20.7 The Customer shall not grant any other security interest or any lien in either the Products or in the whole.
20.8 To the extent permitted by law, the Customer waives its rights under Part 9 of the PPSA including, without limitation, any rights it may have under sections 114(1)(a), 116, 120(2), 121, 125, 126, 127, 129, 131, 133 and 134 of the PPSA. The Customer further agrees that where Enztec has rights in addition to those under Part 9 of the PPSA, those rights shall continue to apply.
20.9 The Customer waives its right to receive a copy of any verification statement, financing statement or financing change statement.
20.10 The Customer shall give Enztec prior written notice of any proposed change of its name or address.
20.11 For the purposes of this clause 20, the expressions “security interest”, “purchase money security interest”, “perfected security interest”, “proceeds”, “verification statement” and any other terms defined by the PPSA have the meanings given to them under or in context of the PPSA.
20.12 If the Customer fails to comply with the terms of payment of Enztec, then Enztec, in addition to its rights and remedies under the Personal Property Securities Act 1999, shall be entitled to such other rights and remedies as may be available to it under either statute or at common law.
21.1 Enztec’s staff, agents and representatives have no authority to make any representations, statements, warranties, conditions or agreements that conflict with these Terms, unless made in writing and signed by a duly authorized officer of Enztec. Any such unauthorized representations, statements, warranties, conditions or agreements shall not bind Enztec nor form part of any contract between the Customer and Enztec.

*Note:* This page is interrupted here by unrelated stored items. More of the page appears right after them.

PR #1016, opened 2026-05-15
fix(provekit-walk-rpc): enumerate impl-block methods alongside free functions

TSavo:
## Summary

The bind RPC path in walk_rpc.rs only iterated top-level `Item::Fn` definitions when collecting bind lift targets. Files where the public API lives entirely in impl blocks (e.g. \`implementations/rust/provekit-canonicalizer/src/value.rs\` with 7 pub fn impl methods) returned \`bind-lift-empty\` from the JSON-RPC plugin path, even though the standalone \`provekit-walk-emit\` binary handled them fine.

## Fix

Refactor target collection into a shared \`BindLiftTarget\` walker that descends:
- \`Item::Fn\` (top-level free functions)
- \`Item::Impl\` (inherent and trait impl methods)
- \`Item::Mod\` (inline modules, recursively)

Inherent impl methods emit as \`Type::method\`; trait-impl methods emit as \`<Type as Trait>::method\`. Matches the convention used by the standalone binary path.

## Empirical signal

\`provekit-walk-rpc\` lift request against \`value.rs\` now returns 7 entries:
\`Value::kind\`, \`Value::null\`, \`Value::boolean\`, \`Value::integer\`, \`Value::string\`, \`Value::array\`, \`Value::object\`.

Previously: empty.

## Tests

237 cargo tests pass including:
- D7 retirement (PRs #1000-#1008)
- SSA hoist (PR #1012)
- provekit-walk-rpc unit tests
- term_emit_d7 (7 tests)
- term_emit_d7_stmt_expr_other (7 tests)

New test \`bind_lift_includes_public_impl_methods_from_canonicalizer_value\` exercises the RPC dispatch path (not the binary path) on a copy of \`value.rs\` in a temp workspace.

Manual smoke: \`provekit-walk-rpc\` against \`provekit-canonicalizer\` returns the 7 \`Value::...\` impl method entries.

22.1 Returns (other than for warranty purposes or damage claims) shall be in Enztec’s sole and absolute discretion. Products returned must be in the same condition as received.
22.2 New Zealand law shall govern these Terms. The Customer submits to the non-exclusive jurisdiction of New Zealand courts.
22.3 If any clause in these Terms is determined to be illegal or unenforceable for any reason, the parties shall modify such clause, but only to the extent necessary to make it legal and enforceable. If modification is not possible without materially altering the intent of the clause, the parties shall sever such clause from these Terms and, if possible, renegotiate in good faith such other means to reflect the intent of such severed clause. Notwithstanding such severance, the parties shall enforce the other clauses in these Terms as if such severed clause was never a part thereof.
22.4 The Customer shall comply with all applicable laws within its jurisdiction.
22.5 The specific terms of any sales confirmation, sales quotations or invoice to which these Terms are attached, or incorporated by reference, shall prevail in the event of a conflict between these Terms and the sales confirmation, sales quotation or invoice.
22.6 Enztec shall not be liable for any failure or delay in delivering the Products resulting from circumstances beyond its reasonable control, including, without limitation: Unavoidable delays in production; delays in the delivery of raw materials; default by subcontractors; default by component suppliers; strikes and labour unrest; shipping delays; shortages; war; acts of terrorism; government or regulatory intervention; fire; flood; accident; natural disaster; or any other event interpreted under New Zealand law as an “act of God”. If Enztec invokes force majeure, it shall do all reasonable things within its power to end the circumstances causing the force majeure and to mitigate any losses that the Customer may suffer as a consequence thereof. However, Enztec shall not be liable for any such losses.
22.7 No failure by Enztec to insist upon strict performance of any of these Terms, or delay in exercising any of its rights or remedies, shall constitute a waiver or variation of these Terms or a waiver of any such right or remedy.